### What this task involves
The answer must be every entry, given again word for word.

### Task data
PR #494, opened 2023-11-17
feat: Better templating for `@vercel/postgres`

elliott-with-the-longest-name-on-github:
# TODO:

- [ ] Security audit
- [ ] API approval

### Response to the task
PR #494, opened 2023-11-17
feat: Better templating for `@vercel/postgres`

elliott-with-the-longest-name-on-github:
# TODO:

- [ ] Security audit
- [ ] API approval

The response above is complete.